• INSTRUCTIONS FOR THE TASK:
For the data below, report the number of lines that contain the string "opened" and nothing else.

• INPUT MATERIAL:
>>>

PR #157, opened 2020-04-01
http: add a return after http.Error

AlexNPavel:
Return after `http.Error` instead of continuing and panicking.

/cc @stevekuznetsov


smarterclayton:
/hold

<<<
>>>

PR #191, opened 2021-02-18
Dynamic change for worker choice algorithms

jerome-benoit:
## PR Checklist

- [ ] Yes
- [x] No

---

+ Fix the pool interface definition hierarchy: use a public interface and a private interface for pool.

<<<

• TASK SOLUTION:
2